PALMER — Government Peak Recreation Area has brought a new standard of trails to the Mat-Su Valley, with the first lighted ski trails in the Mat-Su Borough.

The Valley Mountain Bikers and Hikers are blazing a new trail that will enable access at the recreation area for an often overlooked user group. The club is currently constructing the first Americans with Disabilities Act compliant trail in the Mat-Su Valley at GPRA. Recently elected VMBaH Executive Director Alida Van Almelo related the construction of the new trail with the mission for the club.

“Building trails, building community, and so what’s great about this trail is that we are building a brand new trail. It’s one of a kind. It’s an ADA compliant trail that meanders and weaves right through the woods and gets out to this gorgeous scenic overlook and picnic table, thereby expanding our community for a totally new user group,” said Van Almelo.

The VMBaH volunteers that are working to build the half-mile long stretch of trail through the existing Pioneer Loop broke ground on Aug. 12, and have put in more than 200 volunteer hours to construct the trail since then. The way GPRA is configured, Pioneer Loop is reserved for fat biking and skijoring in the winter, without the dramatic inclines featured elsewhere along the ski trails. The new ADA trail follows much of Pioneer Loop, with several sections of new trail that weaves in and out of the existing ski trails.The ribbon cutting for the ‘Pink Wild Rose’ trail will be held on Oct. 5 from 11 a.m. to 1 p.m.

“It’s an investment in the future of everyone in our community, but it also is just a way for us to continue getting people outside, which I think in turn makes the world a happier place,” said Van Almelo.

To comply with the ADA, the trail must not exceed an 8.33 percent grade, and has minimum and maximum requirements for how sharp the turns along the trail can be. The trail can only reach a 10 percent grade for 40 feet, and eight percent for only 200 feet.

Gronewald Volunteers have assembled on weekends, joining contractor Mark Gronewald of Trailwerx on the project. Gronewald has been working on trails in the Mat-Su Borough for decades, including many of the original single track trails at GPRA along with trails at Crevasse Morraine, Hatcher Pass and others. Gronewald and volunteers cut a four-inch trench along the right edge of the existing Pioneer Loop for a full bench trail on the new ‘Pink Wild Rose’ route. The name ‘Pink Wild Rose’ is part of the story of how the trail came to fruition. Roy Wahl had attended a wedding at GPRA where one of his close friends, Amy Schooley, was unable to leave the parking lot.

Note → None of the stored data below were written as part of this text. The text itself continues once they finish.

PR #4907, opened 2017-09-29
Show keyboard automatically on Android getTextInput and move text selection to the end

fercarcedo:
Make Gdx.input.getTextInput show keyboard automatically on Android as soon as the dialog appears, and the EditText cursor position is moved to the end, so that the user can start to write instantly, instead of having to first tap on the EditText to show the keyboard and then tap on the end of the text to write after the current text.


intrigus:
Hi, could you please only format the parts that you changed?

fercarcedo:
Fixed. It seems there was some problem with my editor the first time

Leejjon:
Yes please. I also have build this in myself by extending AndroidInput. With this change that is no longer needed.

MobiDevelop:
After nearly 3 years of no activity, I'm going to close this out. If for some reason this is still desired, a new PR can be opened.

PR #4910, opened 2017-10-01
2d particle effect rotation and better scaling

FredGithub:
Particle emitters can now be rotated. To achieve this, I made particles use a local transform (position, scale, rotation). The sprite's transform is then set to the world transform of the particle, using the transform of the parent (the emitter).  Here is a [small demo](https://imgur.com/a/z9bL0).

The editor has been updated to allow for rotation and scaling of the effect.

I originally planned to add rotation only, but since I was using a `Matrix3` for the parent transform, adding scale was easy. In fact, I believe this way of scaling is much simpler and works better than the current `scaleEffect` API which scales every parameter related to position/movement, and always felt more like a workaround.

I know that this is a significant change, so I would understand if it can't be merged. 

If it can however, please let me know if I should also push [that other commit](https://github.com/FredGithub/libgdx/commit/bc8a26fd76f1ed852349b041940c3b732782ab44), which reduces code complexity quite a bit by removing everything related to the current `scaleEffect`. Removing various public APIs (and the work of other people) is not the best though, but having 2 APIs for scaling is also not ideal. Not sure what to do at that point.

### DIFF
--- a/extensions/gdx-tools/src/com/badlogic/gdx/tools/particleeditor/EffectPanel.java
+++ b/extensions/gdx-tools/src/com/badlogic/gdx/tools/particleeditor/EffectPanel.java
@@ -34,6 +34,7 @@ import javax.swing.table.DefaultTableModel;
 import com.badlogic.gdx.Gdx;
 import com.badlogic.gdx.graphics.g2d.ParticleEffect;
 import com.badlogic.gdx.graphics.g2d.ParticleEmitter;
+import com.badlogic.gdx.tools.particleeditor.ParticleEditor.TransformMode;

Seeking an avenue to create a trail for wheelchair-bound nature enthusiasts, Wahl approached the Mat-Su Borough and Mat-Su Trails and Parks Foundation for guidance. Wahl then brought the idea to VMBaH who applied for a grant from MST&PF.

Biking trails at GPRA are named after wildflowers, and the Pink Wild Rose is Schooley’s favorite flower. The trail is a mile-round trip that meanders over rivers, through woods, and ends at a picturesque picnic table overlooking the Chugach Mountains. Volunteers from far and wide have come to assist in pulling roots and rocks out of the ground to prepare the surface for compacted D1 gravel.

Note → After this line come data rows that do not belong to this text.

PR #4914, opened 2017-10-02
make TangentialAcceleration and PolarAcceleration respect global flag

ryanastout:
Tangential and Polar acceleration didn't respect the global/relative setting in Flame. this fixes https://github.com/libgdx/libgdx/issues/4894

Also fixed a bug in which rotation information wasn't passed to from SpawnInfluencer to ParticleControllers


ryanastout:
@Tom-Ski Is there anything I can do to make this pr more easy to review? The actual bug-fixes are about 20 lines, and the majority of the lines changed here are in 3 new test files to demonstrate that the fix works as intended.

PR #4916, opened 2017-10-05
Updated LWJGL3 backend to 3.1.3

Zomby2D:
LWJGL 3.1.3 has been released and now includes the move to evdev for controllers input under Linux.

This should allow the changes in #4744 to work with Linux as well.


tests/gdx-tests/src/com/badlogic/gdx/tests/FilesTest.java
```diff
@@ -208,11 +208,7 @@ private void testInternal () throws IOException {
 			fail();
 		} catch (Exception ignored) {
 		}
-		FileHandle dir;
-		if (Gdx.app.getType() == ApplicationType.Android || Gdx.app.getType() == ApplicationType.iOS)
-			dir = Gdx.files.internal("data");
-		else
-			dir = Gdx.files.internal("../gdx-tests-android/assets/data");
+		FileHandle dir = Gdx.files.internal("data");
```
code-disaster: Is this an intended change? Looks unrelated to the topic.

Zomby2D: That the test was broken and I ended up fixing it while checking if the update didn't introduce any new issue. Should I take this out?

Tom-Ski: Its preferred if you split up unrelated issues/pull requests. Or at very least if they are tiny changes document what you have changed and why.

Tom-Ski: We'll make an exception just for you this time  ;]

PR #4922, opened 2017-10-11
Made Cmotionmanager protected so that users can customize motion controls.

Leejjon:
This PR is a follow up from #4886 

Right now I have to init a separate CMotionManager to slightly alter motion controls. With this change that is no longer needed. I can have my IOSApplication use a subclass of IOSInput that override either the setupAccelerometer()/setupMagnetometer() methods or do even more custom stuff.

My forum post describing the problem:
http://www.badlogicgames.com/forum/viewtopic.php?f=11&t=26824&p=105829#p105753


Leejjon:
Making new PR from new branch. Did this change in too many commits and didn't want to ruin the commit history of libgdx with my trial and errors.

Issue #4924, opened 2017-10-12
Tooltips broken on Android


Dakror:
#### Issue details
Tooltips broken on Android. They do not show but cause an exception instead.
Also referenced in #4921 

#### Reproduction steps/code
Run the UITest on android (i used a Huawei P8, Android 5)

#### Version of LibGDX and/or relevant dependencies
1.9.6

#### Stacktrace
```java
10-12 18:23:17.610 571-761/com.badlogic.gdx.tests.android W/System.err: java.lang.NullPointerException: Attempt to invoke virtual method 'com.badlogic.gdx.scenes.scene2d.Stage com.badlogic.gdx.scenes.scene2d.Actor.getStage()' on a null object reference
10-12 18:23:17.610 571-761/com.badlogic.gdx.tests.android W/System.err:     at com.badlogic.gdx.scenes.scene2d.ui.TooltipManager$2.run(TooltipManager.java:69)
10-12 18:23:17.610 571-761/com.badlogic.gdx.tests.android W/System.err:     at com.badlogic.gdx.backends.android.AndroidGraphics.onDrawFrame(AndroidGraphics.java:488)
10-12 18:23:17.610 571-761/com.badlogic.gdx.tests.android W/System.err:     at android.opengl.GLSurfaceView$GLThread.guardedRun(GLSurfaceView.java:1531)
10-12 18:23:17.610 571-761/com.badlogic.gdx.tests.android W/System.err:     at android.opengl.GLSurfaceView$GLThread.run(GLSurfaceView.java:1248)
```

#### Please select the affected platforms
- [x] Android
- [ ] iOS (robovm)
- [ ] iOS (MOE)
- [ ] HTML/GWT
- [ ] Windows
- [ ] Linux
- [ ] MacOS

Tom-Ski:
I can't reproduce this on my device.  You are running the stock UITest?

Dakror:
I'm running the stock UITest and when tapping on the Button "Multi Line Toggle" there should be a tooltip popping up, but instead an exception gets thrown.

Tom-Ski:
Yeah, I can't reproduce this with your steps.  I'll try find another device to test on to see if i can it there. Otherwise, hopefully someone else can reproduce and test.

Zomby2D:
I tried various phones and tablets with Android versions ranging from 4.1.2 to 7.1, and I can't reproduce the issue either. The tooltip always pops up correctly for me. (I tried with both USB and Bluetooth mices)

[...]

PR #4925, opened 2017-10-12
Fix for tooltip not working on android

Dakror:
Fix for issue #4924

### DIFF
--- a/gdx/src/com/badlogic/gdx/scenes/scene2d/ui/Tooltip.java
+++ b/gdx/src/com/badlogic/gdx/scenes/scene2d/ui/Tooltip.java
@@ -83,6 +83,7 @@ public class Tooltip<T extends Actor> extends InputListener {
 			container.toFront();
 			return false;
 		}
+		setContainerPosition(event.getListenerActor(), x, y);
 		manager.touchDown(this);
 		return false;
 	}


Tom-Ski:
You are using a USB mouse?

Dakror:
Yes I am, why does this matter though? :o

Tom-Ski:
For reproduction steps. Will have to order an adapter.

Dakror:
It's reproducible on an actual android phone, if you've got one of those. Not sure about emulator though.

Tom-Ski:
Sure, I just don't have a micro USB adapter to actually use a mouse, so I ordered one.

Zomby2D:
I can't reproduce the initial issue, but this fix actually causes some weird behavior if you press the multi-line button in the UITest without a mouse plugged in. The multi-line tooltip text is floating and it's background is not sized/positioned to match the the text.

Dakror:
The fix leads to the correct behaviour on both my desktop and my android phone... Strange

MrStahlfelge:
Closing this. Fixing an issue on android only in scene2d core doesn't make sense to me at short glance, and here is no explanation what's happening and why this should fix it. Additionaly, the PR is super old and no feedback from the community on importance given.
Feel free to reopen for some enlightenment.

PR #4937, opened 2017-10-21
Added support for distance field font and mipmap for all fonts to the skin json files

ProZhar:
Fixes http://badlogicgames.com/forum/viewtopic.php?f=11&t=12900

1. Added support to generate a bitmap font with mipmap
2. Added default support for Skin.class to generate distance field font
3. Added test BitmapFontDistanceFieldFromSkinTest that shows how it works


ProZhar:
That's all.

ProZhar:
@Tom-Ski @NathanSweet is this request interesting? Because I have some fixes for implementing stages shader if this request will be merged.

Tom-Ski:
Hi @ProZhar, thanks for the PR!

It is potentially interesting. I wouldn't ever recommend using this due to the performance implications, but if people understand that, and its not a problem for them (for example making a desktop only application with low intensity), then I can understand it would be useful.

I'll wait for more opinions before reviewing.

As an aside, please follow https://libgdx.badlogicgames.com/documentation/hacking/Contributing.html when contributing.

ProZhar:
Hi @Tom-Ski, thanks for the answer.

I understand that the use of mipmap has implications for performance. I only added this because mipmap is present in the BitmapFontDistanceFieldTest.java.
But the distance field font I use in all my games on android and along with the ExtendViewport it looks very good.

I understood the remarks about contributing :) 
So please remove this fork and I will split it and create one that solves single problems

Tom-Ski:
Its not the mip maps, but the nesting of distance field fonts in scene2d.

NathanSweet:
I'm not sure we need Skin to know about distance field fonts. Consider adding the font before loading the skin JSON:
```
Skin skin = new Skin();
skin.add("fontName", distanceFieldFont, BitmapFont.class);
skin.load(skinFile);
```
FWIW, lately I still use Skin of course, but most styles don't come from the JSON, as I find it a bit tedious. Instead I create a few utility methods. For example, to create an image text button with the given icon prefix, ,text, and button style. It starts by cloning the button style from the skin, then looks in the skin for all the icon drawables, eg `prefix + "-up"`, `prefix + "-over"`, `prefix + "-disabled"`, etc.

ProZhar:
@Tom-Ski @NathanSweet, thanks for the answer.

At the moment, I'll use it that way(without mipmaps), because for me it's convenient to use a skin.json and asset menager.

My steps:
1. Extension of the Skin class
https://gist.github.com/ProZhar/b5017123df4fd3eb967048994fbf33ec

2. Creation of the Skin2Loader class
https://gist.github.com/ProZhar/7c6cd0daf3535827b441558fb4ee4e63

3. Creation of the Assets class
https://gist.github.com/ProZhar/e88b2c97ae6d2c47993ee3d9ede4764c

4. after that I use
```java
skin = assets.get(Assets.SKIN);
```

5. In skin.json the distance field font using
```java
com.badlogic.gdx.graphics.g2d.BitmapFont: {
        default-font: {
            file: fonts/Roboto_DF_10sp_4spread.fnt,
            distanceFieldSmoothing: 2
        }
},
```
If is set distanceFieldSmoothing the skin generate DF-font, otherwise bitmap font. One font 30px size for me equals 10sp (material design like). Then I use only the scale for Labels (1,4 = 14sp, 1,6 = 16sp).

P.S. When i wrote PR, I found some bug for my projects. The Label uses own font scale, and the DF Font class in its method getSmoothingFactor () before draw() uses fonts scale. That's why my fonts are not perfect that I want.

This app is written using only one distance field font and this method.
https://play.google.com/store/apps/details?id=com.prozhar.ua.spelling&hl=en

PR #4945, opened 2017-10-25
Circular Motion dynamics modifier for 3d particles

ryanastout:
created a new DynamicsModifier and added it to the Flame tool and the GdxTests. The CircularMotion influencer adds a velocity to a particle in the activateParticles method and applies a force toward an axis specified by theta and phi, which is the axis of rotation for uniform circular motion.


ryanastout:
A couple of people have asked about Circular Motion for 3d particles in the irc channel, so this is probably useful to people.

“It’s been rewarding. I like being out in nature so being out here doing even this kind of stuff, grunt work, it’s fun and you just feel like refreshed,” said Career Tech High School student Jayce Tack.

Tack joined her Alaska Youth for Environmental Action advisor Galen Sparks in clearing trail, and VMBaH has had assistance from not only local volunteers, but Air Force airmen with Alaska Healing Hearts that came out to help. VMBaH board member Cody Johnson wrote grant applications to help fund the $35,000 project. Much of the funds for the design and construction came from grants from the Mat-Su Trails and Parks Foundation. While Johnson and VMBaH are still seeking additional funding to complete the trail, community members have stepped up to donate $275 loads of gravel for the trail. An avid trail user himself, Johnson is painfully aware of how little opportunities are offered for wheelchair bound individuals.

“It’s immeasurable the significance to the Valley. As someone who’s been involved with VMBaH, we’re as guilty as any other organization. User groups that have mobility issues are often overlooked,” said Johnson. “It opens up the access to trials in the Valley which are some of the most beautiful trails in the entire state, opens them up to a completely overlooked user group and it’s broadening the inclusivity of trails to a group that previously had no access.”